Built this over the weekend because dataset prep was annoying af
Built over a weekend to fix the most annoying part of training diffusion models.
Training diffusion models for animations often involves tedious dataset preparation—trimming clips, resizing, ensuring frame counts follow model-specific rules (e.g., 8n+1 for LTX), and adding captions. To solve this, Oqura-ai built Diff-Forge over a weekend and open-sourced it. The tool runs locally with a simple UI and FastAPI backend, using FFmpeg under the hood. Users simply drop raw videos; Diff-Forge automatically checks for issues, fixes them (allowing manual tweaks if needed), and outputs a clean dataset ready for training. It also supports bulk captioning across the entire dataset.

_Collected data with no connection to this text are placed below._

PR #514, opened 2026-01-30
fix: Restore report item answers in question level feedback [CLASSDASH-110]

dougmartin:
Two bugs were introduced in v4.25.0 (commit 0ea2814) that caused blank answers in the question level feedback panel when using Firebase data:

1. The questionIdToAnswerId map in the reducer could only hold one answer per question, so only one student's report item answer was stored. Restored the getAnswer() lookup by questionId and platformUserId.

2. IframeAnswer never called updateReportItemAnswerItems() on initial mount, leaving reportItemAnswerItems as an empty array.

See specs/CLASSDASH-110-missing-question-level-feedback-answers.md for full analysis including answer history compatibility verification.


emcelroy (approved):
Looks good 👍

PR #517, opened 2026-05-20
feat: Add support email to the missing-structure error message [CLASSDASH-112]

dougmartin:
## Summary

Follow-up to #516. The "report isn't available yet" error shown to teachers when an activity's resource structure is missing now tells them who to contact.

Per a Slack request, the message ends with: *"If the problem continues, contact help@concord.org."* (previously "let Concord Consortium know if the problem continues").

## Notes

- `userMessage` is rendered as plain text in `DataFetchError`, so the address shows as readable text, not a clickable `mailto:` link.

🤖 Generated with [Claude Code](https://claude.com/claude-code)


scytacki (approved):
looks fine

PR #518, opened 2026-05-23
feat: Support top-level multiple_answers on MC questions [CLASSDASH-114]

scytacki:
## Summary
- Read a new top-level `multipleAnswers` field on multiple-choice questions and fall back to `authoredState.multipleAnswers` so old report-structure documents keep working without a Firestore migration. (See [CLASSDASH-114](https://concord-consortium.atlassian.net/browse/CLASSDASH-114).)
- Encode multi-answer vs single-answer state into the choice icon's `data-cy` value (`multi-answer-choice-icon` / `single-answer-choice-icon`) so Cypress can verify which icon style rendered without inspecting SVG internals.
- Rename the dead `multi_answer` field in `activity-structure.json` to the new `multiple_answers` name (it was previously read by nothing).

## Background
LARA publishes the report structure as a single Firestore document and writes `authored_state` as a native Firestore object. Some valid JSON shapes aren't expressible as Firestore objects, which can break publishing (CLASSDASH-112 / LARA-212). LARA will start publishing `multiple_answers` at the top level of multiple-choice questions so the Class Dashboard doesn't need to crack open `authored_state` to find it. The portal-report's only read site for that field is [`multiple-choice-choices.tsx:101`](js/components/portal-dashboard/multiple-choice-choices.tsx#L101); this PR updates it to prefer the new field.

`??` (nullish coalescing) is used rather than `||` so an authored top-level `false` wins over a stale truthy value in `authoredState`.

## Test plan
- [x] Existing Cypress specs in `cypress/integration/portal-dashboard/*` and `cypress/integration/dashboard-multiple-choice.spec.js` all pass locally (130 tests, 129 passing, 1 pre-existing skip).
- [x] Two new Cypress assertions in `portal-dashboard-question-details.spec.js` cover both branches of the `??`:
  - top-level `multiple_answers: true` on `multiple_choice_22` (Q3) — verifies the new read path
  - `authored_state: { multipleAnswers: true }` on `multiple_choice_19` (Q2) — verifies the fallback path

🤖 Generated with [Claude Code](https://claude.com/claude-code)

[CLASSDASH-114]: https://concord-consortium.atlassian.net/browse/CLASSDASH-114?atlOrigin=eyJpIjoiNWRkNTljNzYxNjVmNDY3MDlhMDU5Y2ZhYzA5YTRkZjUiLCJwIjoiZ2l0aHViLWNvbS1KU1cifQ

### DIFF
--- a/cypress/integration/portal-dashboard/portal-dashboard-question-details.spec.js
+++ b/cypress/integration/portal-dashboard/portal-dashboard-question-details.spec.js
@@ -163,6 +163,24 @@ context("Portal Dashboard Question Details Panel", () => {
       cy.get('[data-cy=overlay-class-response-area] [data-cy=multiple-choice-answers]')
         .should('have.text', 'Question doesn\'t have any choices');
     });
+    it('renders multi-answer icons when question has top-level multiple_answers (CLASSDASH-114)', () => {
+      // multiple_choice_22 (Q3) has top-level multiple_answers:true in the fixture.
+      cy.get('[data-cy="activity-question-button"]').eq(2).click();
+      cy.get('[data-cy=question-overlay]').should('contain', 'Question #3');
+      cy.get('[data-cy=overlay-class-response-area] [data-cy=multi-answer-choice-icon]')
+        .should('have.length.greaterThan', 0);
+      cy.get('[data-cy=overlay-class-response-area] [data-cy=single-answer-choice-icon]')
+        .should('not.exist');
+    });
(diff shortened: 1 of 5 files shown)


dougmartin (approved):
Approving. Logic is correct, both branches of the `??` are covered by Cypress, and CI is green. The `??` over `||` choice is the right call so an explicit top-level `false` wins over a stale truthy fallback.

Pushed a tiny follow-on commit (d900254) to drop the inner double-quotes around the new selectors so they match the unquoted `[data-cy=...]` style used elsewhere in the file. Pure style — feel free to squash on merge.

PR #466, opened 2022-07-05
Updated Tektelic sensors

JBischoff1:
#### Summary

Updated the sensors for the TEKTELIC vendor

#### Changes

Updated the following sensors:
- Agriculture sensor -----------> CLOVER and KIWI
- Tundra sensor ---------------> TUNDRA
- Industrial GPS asset track ---> ORCA
- AC outlet gen2 ---------------> FLUX
- AC switch gen2 --------------> AURA
- Enterprise asset tracker ------> SPARROW
- Smart room base gen3 -------> COMFORT
- Smart room pir gen3 ---------> VIVID

Removed the following sensors:
- Industrial transceiver
- AC outlet gen1
- AC switch gen1
- Smart room base
- Smart room pir

Added the following sensors:
- eDoctor Device
- eBeat Device
- PELICAN EX
- PELICAN
- ROBIN
- FINCH

#### Notes for Reviewers

Note that the `make validate` command fails as the macVersion and regionalParametersVersion are causing problems even though they are included in the list of available versions in the README.

#### Release Notes

- ...


JBischoff1:
I was wondering if it is possible to add sensors to this device repository if they do not have decoder or encoder files?

JBischoff1:
@Jaime-Trinidad and @benolayinka when you have an opportunity, could you please review this pull request? Note that the validate script fails from the .regionalParametersVersion and .macVersion but the values I added are listed as valid in the README.

Jaime-Trinidad:
Hi @JBischoff1 some to fix first, rebase the PR, also do not delete devices, the reason is we do not know how many users have these ones, if we delete them it will cause a problem to those users.

JBischoff1:
@Jaime-Trinidad Thank you for your feedback! I have added the deleted devices back to the PR. Please let me know what other changes I should make.

johanstokking:
@JBischoff1 please see the errors returned by the Validate step: https://github.com/TheThingsNetwork/lorawan-devices/runs/7476366295?check_suite_focus=true

JBischoff1:
@johanstokking I am not sure why it is breaking as I mentioned above the validate script fails from the .regionalParametersVersion and .macVersion but the values I added are listed as valid in the README.

johanstokking:
> @johanstokking I am not sure why it is breaking as I mentioned above the validate script fails from the .regionalParametersVersion and .macVersion but the values I added are listed as valid in the README.

Yes they are listed, but the combination of LoRaWAN 1.0.3 with Regional Parameters for LoRaWAN 1.1 is not compatible, that is why. For LoRaWAN 1.0.3, the only permitted version is `RP001-1.0.3-RevA`.

JBischoff1:
@johanstokking Thank you. I fixed this for those sensors but the validate script still fails. The mac version and regional parameter version is now: 
macVersion: 1.1
regionalParametersVersion: RP001-1.1-RevB

johanstokking:
@JBischoff1 sorry this is a documentation thing on our end; `macVersion: 1.1` gets interpreted as a number, not a string.

I fixed this in the last commit here. Now there's another validation issue that I'm unable to solve; you're referencing `RP001-1.0.2-RevC` (but that should be `RevB` maybe?)

johanstokking:
Clarified our documentation in 9971c7b7e

JBischoff1:
@johanstokking Thank you for your help! I just made the fix and now the validation check passes. Please let me know if any other changes are needed.

johanstokking (approved):

PR #471, opened 2022-07-14
Added Senzemo (rebranding Sensedge to Senzemo)

sensedgeco:
#### Summary

Added Senzemo (rebranding Sensedge to Senzemo)

#### Changes

- Added Senzemo (rebranding Sensedge to Senzemo)
- Deleted Sensedge
- Added 3 devices

#### Notes for Reviewers

...

#### Release Notes

- ...


Jaime-Trinidad:
Hi @sensedgeco Thanks for adding the devices, I understand the rebranding but this way to do it should be not the best one, many users are under Sensedge selection on the LNS, if we simply erase and add this might bring problems with their connection, so let's create the new carpet and add the devices on it, also don't erase sensedge, and let's defuse this changes so users start changing their parameters on TTS

PR #485, opened 2022-07-26
Added vendor Senzemo

sensedgeco:
#### Summary

Added vendor Senzemo

#### Changes

- Added Senzemo SPU20
- Added Senzemo SMC30

#### Notes for Reviewers

...

#### Release Notes

- ...


vendor/index.yaml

Currently, Diff-Forge supports LTX and WAN models, with plans to add more. The developer notes it has already made their own workflow much smoother. Beyond the tool, Oqura-ai is building a small community Discord for sharing ideas, discussing features, and collaborating on similar open-source projects. The GitHub repo (github.com/Oqura-ai/diff-forge) and Discord invite are available in the post.
- Diff-Forge automates video trimming, resizing, frame count compliance (8n+1), and bulk captioning for diffusion model training.
- Open-source, local-first tool built with FastAPI + FFmpeg; supports LTX and WAN models with more coming.
- Developer offers community Discord for collaboration on similar open-source AI tools.
Why It Matters
Saves AI developers hours of manual data prep, making custom animation model training accessible.